Here's David Richardson's article in full:
It has annoyed me for years that we have, in this country, so many separate organisations representing different sectors of our industry.
They duplicate one another's efforts, compete to neutralise one another's statements, and the costs come out of farmer's pockets.
OK, I appreciate that many farmers have become specialists rather than generalists; that the genuine mixed farm with equal interests in crops and livestock is now something of a rarity; that a specialist pig farmer, for instance, has different priorities to those of a grain grower. Although whatever conflicts may exist over the price of feed ingredients and the like, they still have to rely on one another.
As these differences became more pronounced, some specialist operators felt it necessary to set up representation to concentrate on their sector alone. They doubted that the NFU - a body originally designed to cover the entire industry - could be focused enough to get the best deal for what they produced.
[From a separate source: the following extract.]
PR #544, opened 2016-12-20
Uses flux for Assignment, Country, Committee and CurrentUser's School updates

tdowds:
This PR uses flux for data updates on Assignments, Countries, Committees and the CurrentUser's School in AdvisorAssignmentView (#523). I wanted to get some eyes on this diff before going into the other components (e.g. AdvisorProfileView and RegistrationView) and updating them to reflect these changes. Additionally, I need to update the tests for these stores as well.


huxley/www/js/actions/AssignmentActions.js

But the NFU has restructured itself into specialist boards since those days and it's my impression that, in some cases at least, these now work closely with the breakaway organisations to achieve mutually-desired results. Which begs the question as to why we still need both? I will leave that in the air while moving on to the latest initiative towards what looks like disunity.
The NFU announced last week that in November it is to set up a professional advice service for tenant farmers. It intends to recruit a team of land agents and valuers across the country to help tenants with such issues as rent reviews, succession, dilapidations and so on. Members of this team will be recommended to tenants in their locality.
In other words, the NFU is planning to create a carbon copy of the Tenant Farmers Association. And I ask myself - why do we need it? What will it do that the TFA does not already do? Can the industry afford it? And most pertinent of all - why was it not possible for the NFU and the TFA to join together to avoid repetition, add influence and control costs instead of competing with one another?
I heard rumours several months ago that the two organisations were talking. I hoped they would find ways to work together to start what I believe should be the aim - an umbrella organisation encompassing the CLA, the NFU and the TFA. That was what a number of us advocated some years ago when margins were even slimmer than they are now because we believed these separate bodies were a luxury we could not afford. But last week's announcement suggests that objective has taken a backward step.
Earlier this year I was in Denmark where they, too, used to have a bunch of representative bodies looking out for the interests of various sectors of their agriculture. Over the years they have gradually reduced the number and a couple of years ago finally merged into one powerful grouping. They are already finding the farming voice is being listened to more than before.
Here in the UK, the levy boards were forced to merge into the AHDB by government decree. It would probably never have happened otherwise. And there are signs that it is becoming a more relevant and effective force for good.
So, why can't the rest of us see the sense of it? Do we prize our independence so highly that we are blind to the potential benefits in influence and cost that united efforts would bring?